> [Dataset entries]:
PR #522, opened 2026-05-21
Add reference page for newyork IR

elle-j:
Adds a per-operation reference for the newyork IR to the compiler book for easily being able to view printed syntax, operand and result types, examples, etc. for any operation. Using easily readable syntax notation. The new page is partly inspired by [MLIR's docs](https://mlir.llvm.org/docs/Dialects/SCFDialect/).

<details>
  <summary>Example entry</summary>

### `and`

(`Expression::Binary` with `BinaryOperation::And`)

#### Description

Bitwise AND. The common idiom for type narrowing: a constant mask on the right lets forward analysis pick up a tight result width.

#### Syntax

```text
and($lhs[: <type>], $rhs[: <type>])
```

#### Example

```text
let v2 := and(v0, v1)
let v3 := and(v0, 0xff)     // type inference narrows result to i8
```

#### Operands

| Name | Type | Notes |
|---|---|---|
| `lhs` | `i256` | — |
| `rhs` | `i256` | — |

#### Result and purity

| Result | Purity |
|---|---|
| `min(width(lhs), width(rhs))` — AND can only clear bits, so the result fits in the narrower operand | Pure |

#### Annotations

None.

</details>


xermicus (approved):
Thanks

> [Task details]:
Your reply should be nothing but the lines from the one containing "<summary>Example entry</summary>" through the last line above, copied exactly; please include both ends.

> [Written reply]:
  <summary>Example entry</summary>

### `and`

(`Expression::Binary` with `BinaryOperation::And`)

#### Description

Bitwise AND. The common idiom for type narrowing: a constant mask on the right lets forward analysis pick up a tight result width.

#### Syntax

```text
and($lhs[: <type>], $rhs[: <type>])
```

#### Example

```text
let v2 := and(v0, v1)
let v3 := and(v0, 0xff)     // type inference narrows result to i8
```

#### Operands

| Name | Type | Notes |
|---|---|---|
| `lhs` | `i256` | — |
| `rhs` | `i256` | — |

#### Result and purity

| Result | Purity |
|---|---|
| `min(width(lhs), width(rhs))` — AND can only clear bits, so the result fits in the narrower operand | Pure |

#### Annotations

None.

</details>


xermicus (approved):
Thanks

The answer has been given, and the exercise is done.